3. Function set (RS=0, Data =38h to assign 2-line display)
4. Display On (RS=0,Data =0Ch to assign Display On, Cursor off and Blinking off)
5. CG-RAM Address Set (RS = 0,Data = 00h to assign the first CG-RAM address)
6. CG-RAM Data Write-in (RS = 1,Data =10h + 00h + 00h + 10h + 18h + 00h + 00h)
7. CG-RAM Address Set (RS=0,Data=01h to assign the second CG-RAM address)
8. CG-RAM Data Write-in (RS = 1,Data = 00h + 00h + 04h + 00h + 00h + 08h + 01h + 00h)
9. DD-RAM Address Set (RS = 0,Data=80h to assign the Upper Icons which are located in G1)
10. CG-RAM data write-in on Upper Icon of G1 (RS=1, Data =00h)
11. DD-RAM Address Set (RS = 0,Data=C0h to assign the Lower Icons which are located in G1)
12. CG-RAM data write-in on Lower Icon of G1 (RS=1,Data=01h)
13. DD-RAM Address Set (RS = 0,DATA=81h to assign the Upper Line of G2)
14. CG-ROM data write-in (RS =1,Data = 38h + 82h + 87h +[16 CG-ROM codes] + E1H + 99h)
15. DD-RAM Address Set (RS = 0,DATA=C1h to assign the Lower Line of G2)
16. CG-ROM data write-in (RS =1,Data = 4Dh + FEh + BEh +[16 CG-ROM codes] + F1H + A8h)
8.OPERATING RECOMMENDATIONS
8.1 Avoid applying excessive shock or vibration beyond the specification for the VFD module.

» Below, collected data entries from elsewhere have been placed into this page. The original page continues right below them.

PR #1718, opened 2024-10-22
fix(sequencer): move fee event recording to tx level

ethanoroshiba:
## Summary
Moves ABCI fee events to `FinalizeBlock.tx_results` to identify fees on a per transaction basis.

## Background
Post-fee rework, fee ABCI event construction was happening outside of transaction execution and (wrongly) included in the `FinalizeBlock.events` field of the finalize block response. This made it difficult to identify which fee events were related to which transaction.

This patch moves fee event construction back into the (atomic) transaction execution, so that the generated ABCI fee events per transaction are again part of `FinalizeBlock.tx_results`.

For example for Astrotek fees will again show up next to each transaction.

## Changes
- Moved fee event construction back into transaction execution.

## Testing
Adjusted fee event unit test to ensure fee event is returned as part of transaction execution.


joroshiba (approved):

SuperFluffy (changes requested):
I don't understand the patch notes: it notes that event construction is moved from "End Block" (a cometbft concept) to `add_fees_to_block_fees`. Can you explain what this means in terms of the execution flow?

If the event construction no longer happens as part of End Block, where does it happen now?

The patch notes also notes that this is a fix but it is not clear what is being fixed. Why is it a problem that the event is associated with the block and not the transaction? Weren't the `sourceTransactionId` and `sourceActionIndex` fields in the event intended to address this?

ethanoroshiba:
@SuperFluffy I attempted to update the patch notes to reflect the methodology behind the changes more. Let me know if this works for you. As for why I called it "fix", this is because it was pointed out as an issue that a transaction's fees were no longer being recorded with the transaction itself. That was the reason we added the source action and transaction id to the fee events though, so it may be a UX decision. I'll bring it up offline.

crates/astria-sequencer/src/fees/state_ext.rs
```diff
@@ -532,6 +541,20 @@ pub(crate) trait StateWriteExt: StateWrite {
...
 
+/// Creates `abci::Event` of kind `tx.fees` for sequencer fee reporting
+fn construct_tx_fee_event(fee: &Fee) -> Event {
+    Event::new(
+        "tx.fees",
+        [
+            ("actionName", fee.action_name.to_string()).index(),
+            ("asset", fee.asset.to_string()).index(),
+            ("feeAmount", fee.amount.to_string()).index(),
+            ("sourceTransactionId", fee.source_transaction_id.to_string()).index(),
```
joroshiba, line 552: This shouldn't be needed when correctly attached to a given tx?

crates/astria-sequencer/src/fees/state_ext.rs
```diff
@@ -532,6 +541,20 @@ pub(crate) trait StateWriteExt: StateWrite {
 
 impl<T: StateWrite> StateWriteExt for T {}
 
+/// Creates `abci::Event` of kind `tx.fees` for sequencer fee reporting
+fn construct_tx_fee_event(fee: &Fee) -> Event {
+    Event::new(
+        "tx.fees",
+        [
+            ("actionName", fee.action_name.to_string()).index(),
```
joroshiba, line 549: We could also probably omit the action name, since it can be assumed learned via the transaction index?

joroshiba:
> The patch notes also notes that this is a fix but it is not clear what is being fixed. Why is it a problem that the event is associated with the block and not the transaction?

@SuperFluffy Changing where the events are generated changes the external API for fees. You can no longer discover the fee paid by querying a transaction. You must now query the block and search for your tx hash in the results. Generally speaking this makes the block query return oversized payloads as now every query for a block returns the fees paid for every action on it. Fundamentally this a TX result not a block result.

If we wanted a block result it should be the total fees paid over the whole block.

noot (approved):

crates/astria-sequencer/src/fees/state_ext.rs
ethanoroshiba: removed in a72a7c9

crates/astria-sequencer/src/fees/state_ext.rs
ethanoroshiba: Might be a nicety to have though? Idk, just a thought

SuperFluffy: I think it's nice to have it. Makes it much easier to identify the right action.

crates/astria-sequencer/src/fees/state_ext.rs
```diff
@@ -565,6 +569,19 @@ pub(crate) trait StateWriteExt: StateWrite {
...
+            ("asset", fee.asset.to_string()).index(),
+            ("feeAmount", fee.amount.to_string()).index(),
+            ("sourceActionIndex", fee.source_action_index.to_string()).index(),
```
SuperFluffy, line 580: I actually think we should change this name to `"positionInTransaction"`. I was part of the original review and had to do a double take what `sourceActionIndex` means.

crates/astria-sequencer/src/fees/mod.rs
```diff
@@ -379,17 +370,3 @@ fn base_deposit_fee(asset: &asset::Denom, destination_chain_address: &str) -> u1
...
-
-/// Creates `abci::Event` of kind `tx.fees` for sequencer fee reporting
-pub(crate) fn construct_tx_fee_event(fee: &Fee) -> Event {
-    Event::new(
-        "tx.fees",
-        [
-            ("actionName", fee.action_name.to_string()).index(),
-            ("asset", fee.asset.to_string()).index(),
-            ("feeAmount", fee.amount.to_string()).index(),
-            ("sourceTransactionId", fee.source_transaction_id.to_string()).index(),
```
SuperFluffy, line 391: The argument for removing the transaction ID is that it will appear in the tx results so that the tx will be identified that way?

SuperFluffy: Our transaction ID is the sha256 of the transaction on-wire bytes. This is the same as

SuperFluffy (approved):

crates/astria-sequencer/src/fees/state_ext.rs
ethanoroshiba: Followup issue here: https://github.com/astriaorg/astria/issues/1735

PR #1726, opened 2024-10-23
chore(sequencer): don't generate tests using macros

### LINKED ISSUE #1715: sequencer: make fee change testing easier to debug
As mentioned [here](https://github.com/astriaorg/astria/pull/1701#discussion_r1810756793), this macro will be difficult to debug, so we should replace it.

┆Issue Number: ENG-944

ethanoroshiba:
## Summary
Replaced macros generating fee action unit tests by expanding them.

## Background
Macro-generated tests would be a headache to debug, since failures may point to lines of code which don't exist. While there is significantly more code, I think it's preferable to aide in future debugging.

## Changes
- Removed macro which generated `FeeChange` unit tests.
- Created helper functions for shortening fee change tests as much as possible.
- Created fee change tests for every possible variant of `FeeChange` (i.e. one for each action).

## Testing
Passing all tests.

## Related Issues
closes #1715


Fraser999 (changes requested):
I'm afraid I see this PR as a step in the wrong direction.

While I agree that using macros can lead to somewhat hard-to-debug cases, I think the benefits here far outweigh that minor drawback.  Debugging wouldn't be particularly hard (the generated tests are relatively simple), whereas getting all the copy-pasted code correct is much harder, for authors, maintainers and reviewers.

I haven't given the changes a proper review, but skimming has revealed a few such errors, lending weight to the case for using a macro here.  In the PR which introduced the macro, I made several such mistakes in the highly repetitive, non-macro fee code, and the macro tests caught these.  The macro tests were in fact introduced because I noticed that the existing unit test for fee change was only covering a few of the fee variants.

My strong preference would be to close this PR unmerged.  If we don't reach agreement on that, then I'll do a full review at that point.

PR #1730, opened 2024-10-23
chore(sequencer): init allowed assets in fees component

SuperFluffy:
## Summary
Moves the initialization of allowed assets from the overall app to the fees component.

## Background
https://github.com/astriaorg/astria/pull/1647 moved fee asset state handling to the new `fees` component. It was overlooked that writing allowed fee assets should also happen in its init chain logic.

## Changes
- Move initialization of app init state to the fees component.

## Testing
Nothing has changed in terms of how the state is represented. Tests that rely on init chain still work.

## Breaking Changelist
This is not a breaking change because the state after this change looks the same.

### DIFF
--- a/crates/astria-sequencer/src/accounts/component.rs
+++ b/crates/astria-sequencer/src/accounts/component.rs
@@ -2,6 +2,7 @@ use std::sync::Arc;
 
 use astria_core::protocol::genesis::v1::GenesisAppState;
 use astria_eyre::eyre::{
+    OptionExt as _,
     Result,
     WrapErr as _,
 };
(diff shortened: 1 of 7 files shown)


crates/astria-sequencer/src/accounts/component.rs
```diff
@@ -29,14 +29,16 @@ impl Component for AccountsComponent {
...
     {
-        let native_asset = state
-            .get_native_asset()
-            .await
-            .wrap_err("failed to read native asset from state")?;
-        for account in app_state.accounts() {
-            state
-                .put_account_balance(&account.address, &native_asset, account.balance)
-                .wrap_err("failed writing account balance to state")?;
+        if !app_state.accounts().is_empty() {
```
Fraser999, line 32: This isn't really needed is it?  I'd be inclined to remove it for clarity, but not a big deal.

Fraser999 (approved):

crates/astria-sequencer/src/accounts/component.rs
SuperFluffy: I need the conditional because I only need the native asset (fetched on the line below) if the accounts are set. If there are no accounts in genesis (and no native asset), then I don't want to potentially fail init chain on that call.

Is that what you meant or am I overlooking something?

Fraser999: No - you're correct.  We do need the `if` block.

Fraser999 (approved):

PR #1739, opened 2024-10-24
chore(sequencer): refactor fees

### LINKED ISSUE #1715: sequencer: make fee change testing easier to debug

ethanoroshiba:
## Summary
Added trait for fee components to allow generic usage of them.

## Background
Previously, there was a lot of boilerplate required when testing fee components, since we are usually testing them for each and every action. Additionally, this introduces a lot of room for human error, since it's easy to mismatch an action and its associated methods. This change aims to rely more heavily on trait methods and helper functions, so that generic types can be used to eliminate boilerplate and room for error.

## Changes
- Added new `FeeComponents` trait and implemented it for all fee components.
- Added new type and method to `FeeHandler` trait.
- Changed all actions in the fees request (`fees::query::get_fees_for_transaction`) to use helper functions with generic inputs.
- Refactored fee change tests to use helper function and macro, as opposed to generated tests. The aim of this is to make it more difficult to make manual mistakes in the future, while still making debugging of these tests easier.
- Refactored round trip state read/write tests.

## Testing
Passing all tests

## Related Issues
closes #1715


crates/astria-sequencer/src/fees/action.rs
```diff
@@ -137,98 +137,290 @@ impl ActionHandler for FeeAssetChange {
...
+            address_bytes: [1; 20],
+            transaction_id: TransactionId::new([0; 32]),
+            source_action_index: 0,
+        });
+        state.put_sudo_address([1; 20]).unwrap();
+
+        assert!(
+            F::fee_components(&state)
+                .await
+                .unwrap_or_else(|_| panic!("should not error fetching unstored {action_name} fees"))
```
noot, line 400:
```suggestion
                .expect("should not error fetching unstored {action_name} fees")
```

same for other `unwrap_or_else` with `panic!`

crates/astria-sequencer/src/fees/action.rs
```diff
@@ -137,98 +137,290 @@ impl ActionHandler for FeeAssetChange {
...
+        )
+        .await;
+    }
+
+    async fn test_fee_change_action<F: FeeHandler<FeeComponents = T>, T>(
+        initial_fees: T,
+        initial_fee_change: FeeChange,
+        new_fees: T,
+        new_fee_change: FeeChange,
+        action_name: &str,
```
noot, line 381: not sure using `action_name` is super useful here, as if the test fails, it'll print the name of the test which has the action name

crates/astria-sequencer/src/fees/query.rs
```diff
@@ -240,184 +257,155 @@ pub(crate) async fn get_fees_for_transaction<S: StateRead>(
...
             }
             Action::ValidatorUpdate(_) => {
-                validator_update_fees
-                    .get_or_try_init(|| async { state.get_validator_update_fees().await })
-                    .await
-                    .wrap_err("failed to get validator update fees")?
-                    .ok_or_eyre(
-                        "fees not found for `ValidatorUpdate` action, hence it is disabled",
-                    )?;
+                get_or_init_fees::<ValidatorUpdate, _, _>(
```
noot, line 351: it doesn't look like there's a point to calling `get_or_init_fees` in this action or any of the ones below that are feeless, as they don't update `fees_by_asset`, which is the point of this function

crates/astria-sequencer/src/fees/action.rs
ethanoroshiba: Done in 3a71450

crates/astria-sequencer/src/fees/action.rs
ethanoroshiba: Removed in 3a71450

crates/astria-sequencer/src/fees/query.rs
ethanoroshiba: This was done so that the check would fail if the transaction would fail during execution (due to a given action not having fees). I think it may be worth it to keep this logic since it is used in mempool as well as `check_and_execute` and may catch a failure-bound transaction before it gets executed.

ethanoroshiba:
Closing in favor of https://github.com/astriaorg/astria/pull/1794

PR #2160, opened 2025-05-07
feat(sequencer): add transaction fee gRPC query

### LINKED ISSUE #2152: Add gRPC transaction fee query
#2133 introduced the mempool API along with gRPC endpoints for `GetTransactionStatus` and `SubmitTransaction`. It would be good to also create an RPC for transaction fees similar to our ABCI query.

ethanoroshiba:
## Summary
Adds transaction fee gRPC query to the Mempool API.

## Background
We have an ABCI query for fees; now that we are shifting towards gRPC usage it would be good to have a gRPC endpoint for obtaining a transaction's fees as well. This change is meant to address this.

## Changes
- Added `GetTransactionFeeRequest` and `GetTransactionFeeResponse` to `mempoolapis`.
- Added `GetTransactionFees` to `TransactionService`.
- Added implementation of `get_transaction_fees` in the mempool server, utilizing the same logic as in `fees::query`.

## Testing
Added one failure case unit test and one success case test.

## Changelogs
Changelog updated.

## Related Issues
closes #2152

### DIFF
--- a/crates/astria-sequencer/src/grpc/mempool.rs
+++ b/crates/astria-sequencer/src/grpc/mempool.rs
@@ -24,7 +24,8 @@ use astria_core::{
         TransactionId,
         TRANSACTION_ID_LEN,
     },
-    protocol::transaction::v1::Transaction,
+    protocol::transaction::v1::TransactionBody,
+    Protobuf as _,
 };
 use bytes::Bytes;
 use cnidarium::Storage;
@@ -115,26 +116,27 @@ impl TransactionService for Server {
         self: Arc<Self>,
         request: Request<GetTransactionFeesRequest>,
     ) -> Result<Response<GetTransactionFeesResponse>, Status> {
-        let unchecked_tx: Transaction = request
-            .into_inner()
-            .transaction
-            .ok_or_else(|| Status::invalid_argument("transaction is empty"))?
-            .try_into()
-            .map_err(|err| {
-                Status::invalid_argument(format!("failed to decode transaction from raw: {err}"))
-            })?;
+        let tx_body = TransactionBody::try_from_raw(
+            request
+                .into_inner()
+                .transaction_body
+                .ok_or_else(|| Status::invalid_argument("transaction is empty"))?,
+        )
+        .map_err(|err| {
+            Status::invalid_argument(format!("failed to decode transaction from raw: {err}"))
+        })?;
 
         let snapshot = self.storage.latest_snapshot();
         let block_height = snapshot
             .get_block_height()
             .await
             .map_err(|err| Status::internal(format!("failed to get block height: {err}")))?;
-        let fees_with_ibc_denoms = total_fees(
-            unchecked_tx.actions().iter().map(ActionRef::from),
-            &snapshot,
-        )
-        .await
-        .map_err(|err| Status::internal(format!("failed to get fees for transaction: {err}")))?;
+        let fees_with_ibc_denoms =
+            total_fees(tx_body.actions().iter().map(ActionRef::from), &snapshot)
+                .await
+                .map_err(|err| {
+                    Status::internal(format!("failed to get fees for transaction: {err}"))
+                })?;
         let mut fees = Vec::with_capacity(fees_with_ibc_denoms.len());
         for (ibc_denom, value) in fees_with_ibc_denoms {
             let trace_denom = match snapshot.map_ibc_to_trace_prefixed_asset(&ibc_denom).await {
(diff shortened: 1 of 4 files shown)


proto/mempoolapis/astria/mempool/v1/get_transaction_fees_response.proto
```diff
@@ -0,0 +1,13 @@
+syntax = "proto3";
+
+package astria.mempool.v1;
+
+import "astria/protocol/fees/v1/types.proto";
+
+// A response to a request for the fees of a transaction on the Astria Sequencer.
+message GetTransactionFeesResponse {
+  // The height at which the fees were calculated.
+  uint64 height = 1;
```
Fraser999, line 10:
```suggestion
  // The block height at which the fees were calculated.
  uint64 block_height = 1;
```

crates/astria-sequencer/src/grpc/mempool.rs
```diff
@@ -98,6 +110,66 @@ impl TransactionService for Server {
             duplicate: submission_outcome.duplicate,
         }))
     }
+
+    async fn get_transaction_fees(
+        self: Arc<Self>,
+        request: Request<GetTransactionFeesRequest>,
+    ) -> Result<Response<astria_core::generated::mempool::v1::GetTransactionFeesResponse>, Status>
```
Fraser999, line 117:
```suggestion
    ) -> Result<Response<GetTransactionFeesResponse>, Status>
```

crates/astria-sequencer/src/grpc/mempool.rs
```diff
@@ -98,6 +110,66 @@ impl TransactionService for Server {
...
+                .encode_to_vec()
+                .into(),
+            &snapshot,
+        )
+        .await
+        .map_err(|err| {
+            Status::invalid_argument(format!(
+                "Failed to construct checked transaction from raw: {err}"
+            ))
+        })?;
```
Fraser999, line 134: I think we should just use an unchecked `Transaction` here to avoid having the server do extra work, and also so that users can check txs which maybe aren't necessarily valid under the current global state.

crates/astria-sequencer/src/grpc/mempool.rs
```diff
@@ -98,6 +110,66 @@ impl TransactionService for Server {
...
+
+        let snapshot = self.storage.latest_snapshot();
+        let height = snapshot
+            .get_block_height()
+            .await
+            .map_err(|err| Status::internal(format!("Failed to get block height: {err}")))?;
```
Fraser999, line 140: We have a mixture of status messages starting with a lowercase and uppercase letter.  Probably best to stick to lowercase everywhere for error messages, since I think that's the more prevalent form?

proto/mempoolapis/astria/mempool/v1/get_transaction_fees_response.proto
ethanoroshiba: Done in 08e2195.

crates/astria-sequencer/src/grpc/mempool.rs
ethanoroshiba: Done in 08e2195.

crates/astria-sequencer/src/grpc/mempool.rs
ethanoroshiba: I was debating the same thing, but wasn't sure since the the checked transaction construction also provides immutable logic such as checking transaction size. The more I think about it, though, I think you're right and it would be much better UX that way. Done in 08e2195.

crates/astria-sequencer/src/grpc/mempool.rs
ethanoroshiba: Ah yeah that's an oversight on my part, I guess I just went on autopilot. Good catch! Done in 08e2195.

Fraser999 (approved):

proto/mempoolapis/astria/mempool/v1/get_transaction_fees_request.proto
```diff
@@ -0,0 +1,10 @@
+syntax = "proto3";
+
+package astria.mempool.v1;
+
+import "astria/protocol/transaction/v1/transaction.proto";
+
+// A request to get the fees for the given transaction on the Astria Sequencer.
+message GetTransactionFeesRequest {
+  astria.protocol.transaction.v1.Transaction transaction = 1;
```
joroshiba, line 9: We should probably take a `TransactionBody` instead of a full `Transaction` here?

Signing a transaction should be considered authorization to execute, generally shouldn't be broadcast unless we are okay with it being executed. If I'm checking fees its probably fair to assume I'm not ready to authorize execution. If we need to account information at all for fees we could pass that as a seperate field, but I don't think we currently do need it?

ethanoroshiba: Agreed! Done in 9518ba3.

8.2 Since VFDs are made of glass material, careful handling is required.
i.e. Direct impact with hard material to the glass surface (especially exhaust tip)may crack the glass.
8.3 When mounting the VFD module to your system, leave a slight gap between the VFD glass and your
front panel. The module should be mounted without stress to avoid flexing the PCB.
8.4 Avoid plugging or unplugging the interface connection with the power on, otherwise it may cause the
severe damage to input circuitry.
8.5 Slow starting power supply may cause non-operation because one chip micom won’t be reset.
8.6 Exceeding any of maximum ratings may cause the permanent damage.
8.7 Since the VFD modules contain high voltage source, careful handling is required during powered on.
8.8 when the power is turned off, the capacitor does not discharge immediately.
The high voltage applied to the VFD must not contact to the ICs. And the short-circuit of mounted
Components on PCB within 30 seconds after power-off may cause damage to those.
8.9 The power supply must be capable of providing at least 3 times the rated current, because the surge
current can be more than 3 times the specified current consumption when the power is turned on.
8.10 Avoid using the module where excessive noise interference is expected. Noise may affect the interface
signal and causes improper operation. And it is important to keep the length of the interface cable less
than 50cm.
8.11 Since all VFD modules contain C-MOS ICs, anti-static handling procedures are always required.